# Records for processing
..........

PR #13, opened 2016-11-17
Round 5

jasnell:
Updates, Round 5

@mcollina ... this update turns the internal Http2Stream object into a StreamBase. Below is a basic description of how it currently works:

1. When the Http2Session object is created, it takes over ownership and control of the Socket stream. As data is read off the socket, it is immediately passed into the Http2Session object for processing by the underlying nghttp2_session object.

2. When the nghttp2_session object detects that a new HTTP/2 Stream has been created, it emits a callback. I use that callback to create and store a new Http2Stream instance.

3. Among other things, the Http2Stream instance contains one inbound and one outbound data buffer provided by the NodeBIO class (see node_crypto_bio.h/node_crypto_bio.cc). The inbound buffer (str_in_) stores the data from DATA frames *received* from the socket and processed by nghttp2_session. The oubound buffer (str_out_) stores the data written by the application code that is pending to be sent to the peer. When the nghttp2_session instance is ready to read the outbound data, it repeatedly invokes a callback that pulls it out it fixed sized chunks.

4. As I mentioned, the Http2Stream object is an extension of StreamBase. The DoWrite method pushes user-written data into str_out_, where it is held until nghttp2_session is ready to process it.

5. When user code is ready to read data from the Http2Stream, the ReadStart method calls an EmitPendingData() method that iterates through _str_in and calls EmitData for each chunk of stored data. If there is no more data pending and the HTTP/2 Stream is in the CLOSED or HALF_CLOSED_REMOTE state, then an EOF is emitted signaling that there is no more data to be read.

6. At the JavaScript layer, Http2Stream extends Duplex and maps the relevant methods to the underlying StreamBase implementation.

7. At the HTTP API layer, there are two base objects Http2Incoming and Http2Outgoing and currently two server specific extensions Http2ServerRequest and Http2ServerResponse. Every Http2Stream has both an Http2Incoming and an Http2Outgoing instance, each of which should delegate to the Http2Stream's own Duplex interface.

8. Http2ServerRequest extends Http2Incoming. Http2Incoming extends Readable.

9. Http2ServerResponse extends Http2Outgoing. Http2Outgoing extends Writable.

10. When user code reads from Http2ServerRequest (e.g. `req.on('data', (chunk) => {})`), that needs to translate down into a read on the underlying Http2Stream readable interface. When user code writes to Http2ServerResponse (e.g. `res.write('<h1>hello!</h1>');`) that needs to translate down to a write on the underlying Http2Stream writable interface.

Some caveats:

The underlying HTTP/2 Stream can be closed at any time by the nghttp_session. There can be many reasons why this happens. When the HTTP/2 Stream is closed it is analogous to a socket closing in mid-write. We need to make sure stream closures are happening gracefully. The key thing to remember, however, an HTTP/2 Stream closing does not mean that the socket has closed (it may be, but Stream lifecycle is independent of session lifecycle).

The Http2Stream object wraps the nghttp2_stream reference. When nghttp2 closes the HTTP/2 stream, the nghttp2_stream object will no longer be usable/valid, but there will still be code using the Http2Stream object. I've only put partial and temporary measures in place that would ensure that the Http2Stream object can be safely and gracefully cleaned up in a situation where the nghttp2_stream has been closed while user code is still reading/writing from the Http2Stream StreamBase interface.

The way nghttp2 reads data to be sent in a response is as follows: after the Http2Stream instance has been created, the Respond method is used to initiate a response message flow. This calls the nghttp2_submit_response API. Passed into this API is the block of response headers to send along with a reference to an nghttp2_data_provider struct. This struct defines a callback that nghttp2 will call repeatedly to fetch the data that will be chunked into the individual DATA frames. These are generally fixed sized chunks whose size is determined by nghttp2 options (usually the default max frame size). If there is no data currently to be read and the user code has not yet signaled that it is done writing (end() has not been called yet), then the callback returns NGHTTP2_ERR_DEFERRED, putting the HTTP/2 Stream into a pending state. If there is no more pending data and the user code *has* finished writing, then the ENDDATA flag is set letting nghttp2 know that there is no more data to read. If we've reached the end of the data and there are trailing headers to be sent, the callback also schedules those for transmission. Once either (a) the trailing headers are sent or (b) if there are no trailers, the final DATA frame is sent, nghttp2 will signal the peer that the stream transmission is complete, putting the HTTP/2 stream into a Local-Half-Closed state (no further writes are possible). Note that nghttp2 will synchronously call this callback repeatedly until either NGHTTP2_ERR_DEFERRED is returned or until the ENDDATA flag has been set.

When an HTTP/2 Stream has been put into deferred state by returning NGHTTP2_ERR_DEFERRED in the data read callback, nghttp2 must be explicitly instructed to resume processing of that stream data. This is done using the nghttp2_stream_resume() API.

Various methods on Http2ServerResponse (especially those that write data to the str_out_ buffer inside Http2Stream) can initiate the response process. Examples include `end()`, `write()`, `writeHead()`, and `pipe()`. Because of the typical event flow, initiating the response will typically immediately result in the stream data being put into the deferred state. This is because the first call nghttp2 makes to the data read callback generally occurs before there is any data actually buffered into the std_out_ NodeBIO buffer. What this means is that whenever outbound data is written to the Http2Stream writable interface, nghttp2 must be explicitly told to resume processing of the stream so that the buffered data can be sent.

The performance of writing the data to the underlying session and ultimately out to the socket depends a significant deal on how quickly the data written to the std_out_ buffer can be read back out by the nghttp2 callback. This depends on a significant number of factors including the total number of streams concurrently being managed by the nghttp2_session that owns the HTTP/2 stream.

If the underlying HTTP/2 Stream closes completely, or if the HTTP/2 Stream enters the Local-Half-Closed state indicating that local writes are no longer permitted to the HTTP/2 Stream, then the writable side of the Http2Stream StreamBase/Duplex should be terminated. It is possible that there might still be data stored in the str_out_ NodeBIO buffer when this occurs. We'll need to make sure that (a) writes no longer happen after this state has been reached, (b) that the buffered data is cleaned up, and (c) that a proper "aborted" event is triggered at the HTTP API layer.

When a peer *sends* data to the nghttp2_session, nghttp2 will trigger a sequence of data chunk received callbacks that include the ID of the stream, a data buffer, and a length. Currently, these are written directly to the internal str_in_ NodeBIO buffer. The nghttp2 will take care of error handling that may occur if DATA frames are received at the wrong time during a streams lifecycle so fortunately we do not have to worry about that... and once the HTTP/2 Stream has been closed, nghttp2 will stop pushing data chunks into the str_in_ buffer.

The Readable side of the Http2Stream StreamBase/Duplex has to asynchronously pull chunks of data from the str_in_ buffer and emit those chunks. Ultimately, those need to be emitted via the Http2Incoming/Http2ServerRequest Readable interface. When the HTTP/2 Stream closes and the underlying nghttp2_stream reference becomes invalid, there still may be data buffered in the str_in_ NodeBIO buffer and there still may be active consumers. We need to decide how to handle this. It is entirely likely that an async consumer just simply has not yet had enough time to completely consume the data before the underlying HTTP/2 stream is closed.

Once nghttp2 detects that a peer has completed sending all of their data frames, the nghttp2_stream will be put into a Remote-Half-Closed state. This indicates that no more data will be received into the str_in_ buffer. When this happens, once all of the pending data has been read out of str_in_ via the Http2Stream Readable interface, EOF can be emitted and the readable side of the Http2Stream can end. This is different from a full close of the nghttp2_stream because the HTTP/2 Stream can still be *written* to.

The Http2Stream object holds onto a number of resources that must be freed explicitly when the Http2Stream object is no longer being used. When the underlying nghttp2_stream becomes invalid, then the cached nghttp2_stream and nghttp2_session pointers need to be cleared. When the Http2Stream is no longer being read from or written to, and we know that we are completely done interacting with the nghttp2_stream, then the Http2Stream object needs to be explicitly destroyed.

Another consideration: HTTP/2 allows both connection and stream level flow control. As a peer is sending data frames, it is not permitted to exceed the specific Flow Control Window for either the session or the individual stream. By setting a lower number, it is possible to throttle the amount of data a peer sends. By setting the value to 0, it is possible to temporarily halt the peers ability to send any data frames. When a session initially begins, there is a default frame window size and a peer is permitted to go ahead and send that amount of data if it chooses.

One strategy for limiting the amount of bytes we have to buffer in str_in_ from DATA frames received by a peer is to set the Flow Control Window to 0, effectively turning off the flow. However, it is possible and likely that the peer will send some amount of data before the Flow Control Window can be limited. Accordingly, we have to be prepared to maintain at least *some* amount of data in the str_in_ NodeBIO buffer. We can, however, set the Flow Control Window to 0 as the default when the session is created, then use the flow control APIs within the ReadStart and ReadStop methods to start and stop the flow of data. It's not a perfect control but it would help limit the bandwidth consumption on streams that are not actively being read from. I have not yet worked this into the implementation tho.

Let's see... what else... oh, push streams... When a push stream is initiated, a new Http2Stream instance is created. The key difference is that push Http2Stream instances are not *Readable*. The Readable side of the Http2Stream StreamBase/Duplex must be closed on start up. Only the *Writable* side will be active. That said, the push Http2Stream instance will still have both a Http2ServerRequest (Http2Incoming) and Http2ServerResponse (Http2Outgoing) associated with it. The Http2ServerRequest can only be used to access the pushed request headers. The writable Http2ServerResponse side of a push Http2Stream is otherwise exactly the same as a normal Http2Stream.

The following server code can be used to create a simple functioning HTTP/2 server based on this PR:

```js
const fs = require('fs');
const http2 = require('http').HTTP2;
const options = {
  key: fs.readFileSync('/Users/james/node/main/http2/test/fixtures/keys/agent2-key.pem'),
  cert: fs.readFileSync('/Users/james/node/main/http2/test/fixtures/keys/agent2-cert.pem')
};

function handler(req, res) {
  res.writeHead(200, {'content-type': 'text/html'});
  res.end('<html><head></head><body><h1>this is some data</h2></body></html>');
}

const server = http2.createSecureServer(options, handler);
server.setTimeout(10 * 1000);
server.listen(8000);
```

Here, the `req` object is the `Http2ServerRequest` and `res` is the `Http2ServerResponse`. Each of these have a `stream` property (e.g. `req.stream` and `res.stream` that return a reference to the `Http2Stream` instance. Each should return the same instance (`req.stream === res.stream`).

Also try variations on this that use async reads and writes to and from `res` and `req`, e.g.

```js
function handler(req, res) {
  res.writeHead(200, {'content-type': 'text/html'});
  setImmediate(() => {
    res.end('<html><head></head><body><h1>this is some data</h2></body></html>');
  });
}
```

```js
const fs = require('fs');
function handler(req, res) {
  res.writeHead(200, {'content-type': 'text/html'});
  fs.createReadStream('some-file').pipe(res);
}
```

The server should be accessible from Chrome and Firefox.

For testing, I also been using the nghttp command-line client to test:

Simple GET request:
```
$ nghttp -v  https://localhost:8000
```

PUT request that sends multiple DATA frames and includes padding:
```
$ nghttp -v -H':method: PUT' -b 100 -d src/node_http2.cc https://localhost:8000
```

The nghttp2 debug output can be switched on using `./configure --debug-nghttp2`

I've been using `node --inspect` to do other tracing and profiling to ensure no memory leaks, etc.

### DIFF
--- a/lib/internal/http2.js
+++ b/lib/internal/http2.js
@@ -1,6 +1,7 @@
 'use strict';
 
 const http2 = process.binding('http2');
+const timers = require('timers');
 const util = require('util');
 const Buffer = require('buffer').Buffer;
 const EventEmitter = require('events');
@@ -8,32 +9,31 @@ const internalHttp = require('internal/http');
 const TLSServer = require('tls').Server;
 const NETServer = require('net').Server;
 const stream = require('stream');
-const BufferList = require('internal/streams/BufferList');
+const WriteWrap = process.binding('stream_wrap').WriteWrap;
+const ShutdownWrap = process.binding('stream_wrap').ShutdownWrap;
+const uv = process.binding('uv');
 const Writable = stream.Writable;
-const PassThrough = stream.PassThrough;
+const Readable = stream.Readable;
+const Duplex = stream.Duplex;
 const constants = http2.constants;
 const utcDate = internalHttp.utcDate;
 
+const kStatusCode = Symbol('status-code');
 const kOptions = Symbol('options');
 const kStream = Symbol('stream');
 const kHeaders = Symbol('headers');
 const kHeadersSent = Symbol('headers-sent');
-const kTrailersSent = Symbol('trailers-sent');
 const kSession = Symbol('session');
 const kRequest = Symbol('request');
 const kResponse = Symbol('response');
 const kFinished = Symbol('finished');
 const kTrailers = Symbol('trailers');
-const kChunks = Symbol('chunks');
-const kProvider = Symbol('provider');
 const kResume = Symbol('resume');
 const kBeginSend = Symbol('begin-send');
-const kEndStream = Symbol('end-stream');
-const kHasTrailers = Symbol('has-trailers');
 const kInFlight = Symbol('in-flight');
-const kExpectContinue = Symbol('expect-continue');
-const kResponseFlags = Symbol('response-flags');
-const kResponseFlag_SendDate = 0x1;
+const kSendDate = Symbol('send-date');
+const kDetached = Symbol('detached');
+const kNoBody = Symbol('nobody')
 
 const kDefaultSocketTimeout = 2 * 60 * 1000;
 const kRenegTest = /TLS session renegotiation disabled for this socket/;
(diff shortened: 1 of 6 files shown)


lib/internal/http2.js
```diff
@@ -48,7 +46,139 @@ Object.defineProperty(exports, 'constants', {
...
 // it has to inherit from EventEmitter.
 util.inherits(http2.Http2Session, EventEmitter);
+util.inherits(http2.Http2Stream, Duplex);
 
+function maybeDestroyStream(stream) {
+  if ((!stream.readable &&
+       !stream.writable &&
+       !stream._writableState.length)) {
+    stream.destroy();
+  }
```
mcollina, line 80: the best check here is checking if `destroy` exists. There is no guarantee, as its not part of the API.
Ideally we can do `stream.destroy(err)`.

lib/internal/http2.js
```diff
@@ -48,7 +46,139 @@ Object.defineProperty(exports, 'constants', {
...
+    err = createWriteReq(req, this, data, enc);
+  }
+
+  if (err) {
+    throw util._errnoException(err, 'write', req.error);
+  }
+
+  this._bytesDispatched += req.bytes;
+
+  cb();
```
mcollina: should this `cb` be called in `req.oncomplete`? Otherwise we will not be handling backpressure?

mcollina:
> One strategy for limiting the amount of bytes we have to buffer in str_in_ from DATA frames received by a peer is to set the Flow Control Window to 0, effectively turning off the flow. However, it is possible and likely that the peer will send some amount of data before the Flow Control Window can be limited. Accordingly, we have to be prepared to maintain at least some amount of data in the str_in_ NodeBIO buffer. We can, however, set the Flow Control Window to 0 as the default when the session is created, then use the flow control APIs within the ReadStart and ReadStop methods to start and stop the flow of data. It's not a perfect control but it would help limit the bandwidth consumption on streams that are not actively being read from. I have not yet worked this into the implementation tho.

I think we can start with a Flow Control Window of 32KB. This means we can fill in all the buffers of all streams when they are allocated. We have a 16KB buffer on the socket and a 16KB buffer on the Http2Session.
However, I think you are right about maintaining some data in str_in_ NodeBIO buffer: we should do it.

lib/internal/http2.js
jasnell: Probably :-)

lib/internal/http2.js
jasnell: Which `destroy`? On `stream` or on `_writableState`? The `stream.destroy()` method is exposed by `Http2Stream` in order to free up the underlying resources.

Some background: There are three key states that need to be tracked: (1) Is the Http2Stream attached to the underlying Http2Session (e.g. that is, is the internal nghttp2_stream handle still valid), (2) Is the Http2Stream Duplex interface still Writable, and (3) Is the Http2Stream Duplex still Readable. The Http2Stream object cannot be disposed of and garbage collected until all three of those states are false. Because of async reads/writes on the Duplex interface, it's possible for the Http2Stream to become detached from the underlying Http2Session. Ideally, when that happens both the Readable and Writable sides will close and any internally buffered data would be dropped and additional writes will fail but I do not have that completely wired up yet.

The `maybeDestroyStream(stream)` check is largely a temporary stopgap to determine when the Writable and Readable sides are closed so that we can allow the Http2Stream to be garbage collected.

mcollina: that's perfect. Can you put the above description as a comment on top of the function? it's definitely not clear :D. It seems the usual pattern "destroy if there is a destroy function", which I have written thousands of time.

lib/internal/http2.js
```diff
@@ -48,7 +46,139 @@ Object.defineProperty(exports, 'constants', {
...
+    //maybeDestroy(self);
+  }
+};
+
+http2.Http2Stream.prototype.end = function(chunk, encoding, callback) {
+  Duplex.prototype.end.call(this, chunk, encoding, callback);
+  var req = new ShutdownWrap();
+  req.oncomplete = (status, handle, req) => {
+    process.nextTick(() => maybeDestroyStream(this));
+  };
```
mcollina: we can probably avoid this closure, by adding a reference to the http2stream to ShutdownWrap, and use a top level function.

lib/internal/http2.js
```diff
@@ -48,7 +46,139 @@ Object.defineProperty(exports, 'constants', {
...
+    case 'utf-16le':
+      return handle.writeUcs2String(req, data);
+
+    default:
+      return handle.writeBuffer(req, Buffer.from(data, encoding));
+  }
+}
+
+http2.Http2Stream.prototype._writev = function(chunks, cb) {
+  this._writeGeneric(true, chunks, '', cb);
```
mcollina: I would recommend against this type of polymorphism. This is an hot path, and monorphic functions are always faster.
Let me know when you want me to do an optimization pass.

mcollina:
Anyway, LGTM.

Should we set up 1-2 hours to work a bit on this in Austin?

jasnell:
Yes! Absolutely let's work on it in Austin. I'll still be working on it in the meantime also. The main thing I'm hitting up against right now is how to best have `Http2ServerRequest`/`Http2Incoming` effectively proxy the Readable side of the `Http2Stream` Duplex.

tatsuhiro-t:
I have to say that nghttp2_stream life time is very short according to the official manual:
https://nghttp2.org/documentation/nghttp2_session_find_stream.html

Currently, it looks like nghttp2_stream exists until it is closed.
nghttp2_session_find_stream does only one hash lookup, and relatively cheap, so it might be better to get it every time if you want it.  It eliminates dangling pointer which is very hard to track down in some cases.

jasnell:
@tatsuhiro-t ... yes, I've noticed that as well and thank you for bringing it up. At the very least that should make it somewhat less fragile. Good call. :-)

lib/internal/http2.js
jasnell: Will do. Let me finish up this round of refactoring tonight and get this PR landed. After that I'll leave this part of the code alone and let you do your thing.

jasnell:
@mcollina ... ok done! just landed this PR into the master. I'll go work on a few other things for a few days and let you do your thing! :-)

Before landing this I address the additional comments included here including @tatsuhiro-t's suggestion not the cache the nghttp2_stream pointer.

jasnell:
As a point of reference, using the h2load tool to benchmark using a simple server instance that writes a small amount of data back, the numbers I'm getting currently when running h2load against a localhost server:

```
$ h2load -n 100000 -c 10 https://localhost:8000
starting benchmark...
spawning thread #0: 10 total client(s). 100000 total requests
TLS Protocol: TLSv1.2
Cipher: ECDHE-RSA-AES128-GCM-SHA256
Server Temp Key: ECDH P-256 256 bits
Application protocol: h2
progress: 10% done
progress: 20% done
progress: 30% done
progress: 40% done
progress: 50% done
progress: 60% done
progress: 70% done
progress: 80% done
progress: 90% done
progress: 100% done

finished in 7.34s, 13626.23 req/s, 1.96MB/s
requests: 100000 total, 100000 started, 100000 done, 100000 succeeded, 0 failed, 0 errored, 0 timeout
status codes: 100000 2xx, 0 3xx, 0 4xx, 0 5xx
traffic: 14.40MB (15102100) total, 294.84KB (301920) headers (space savings 95.28%), 12.40MB (13000000) data
                     min         max         mean         sd        +/- sd
time for request:      117us     29.62ms       728us       769us    99.14%
time for connect:     6.83ms     15.07ms     11.44ms      2.94ms    60.00%
time to 1st byte:    14.36ms     15.99ms     15.13ms       496us    50.00%
req/s           :    1362.68     1369.14     1365.62        2.18    70.00%
```

Running the same test on the same server but load balanced using cluster, the numbers are:

```
$ h2load -n 100000 -c 10 https://localhost:8000
starting benchmark...
spawning thread #0: 10 total client(s). 100000 total requests
TLS Protocol: TLSv1.2
Cipher: ECDHE-RSA-AES128-GCM-SHA256
Server Temp Key: ECDH P-256 256 bits
Application protocol: h2
progress: 10% done
progress: 20% done
progress: 30% done
progress: 40% done
progress: 50% done
progress: 60% done
progress: 70% done
progress: 80% done
progress: 90% done
progress: 100% done

finished in 3.40s, 29373.30 req/s, 4.23MB/s
requests: 100000 total, 100000 started, 100000 done, 100000 succeeded, 0 failed, 0 errored, 0 timeout
status codes: 100000 2xx, 0 3xx, 0 4xx, 0 5xx
traffic: 14.40MB (15101348) total, 294.11KB (301168) headers (space savings 95.29%), 12.40MB (13000000) data
                     min         max         mean         sd        +/- sd
time for request:      102us     49.93ms       322us       439us    98.88%
time for connect:    13.73ms     16.87ms     14.93ms      1.19ms    60.00%
time to 1st byte:    19.77ms     24.60ms     21.20ms      1.61ms    70.00%
req/s           :    2937.59     3172.93     3047.91       86.74    60.00%
```

jasnell:
btw, @tatsuhiro-t .. thank you so very much for taking a look at this. I appreciate the work you've done on nghttp2 and I really do consider it a beautiful piece of code. Thank you for giving us such a solid base to build on.

tatsuhiro-t:
@jasnell Thank you.  That really encourages us.  Feel free to ping me about nghttp2 stuff.  I don't know about nodejs internals, but I can develop nghttp2 a little.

..........

# The task
Up to and including the line with "6. At the JavaScript", print every line of the records from the start.

# Output for this task
PR #13, opened 2016-11-17
Round 5

jasnell:
Updates, Round 5

@mcollina ... this update turns the internal Http2Stream object into a StreamBase. Below is a basic description of how it currently works:

1. When the Http2Session object is created, it takes over ownership and control of the Socket stream. As data is read off the socket, it is immediately passed into the Http2Session object for processing by the underlying nghttp2_session object.

2. When the nghttp2_session object detects that a new HTTP/2 Stream has been created, it emits a callback. I use that callback to create and store a new Http2Stream instance.

3. Among other things, the Http2Stream instance contains one inbound and one outbound data buffer provided by the NodeBIO class (see node_crypto_bio.h/node_crypto_bio.cc). The inbound buffer (str_in_) stores the data from DATA frames *received* from the socket and processed by nghttp2_session. The oubound buffer (str_out_) stores the data written by the application code that is pending to be sent to the peer. When the nghttp2_session instance is ready to read the outbound data, it repeatedly invokes a callback that pulls it out it fixed sized chunks.

4. As I mentioned, the Http2Stream object is an extension of StreamBase. The DoWrite method pushes user-written data into str_out_, where it is held until nghttp2_session is ready to process it.

5. When user code is ready to read data from the Http2Stream, the ReadStart method calls an EmitPendingData() method that iterates through _str_in and calls EmitData for each chunk of stored data. If there is no more data pending and the HTTP/2 Stream is in the CLOSED or HALF_CLOSED_REMOTE state, then an EOF is emitted signaling that there is no more data to be read.

6. At the JavaScript layer, Http2Stream extends Duplex and maps the relevant methods to the underlying StreamBase implementation.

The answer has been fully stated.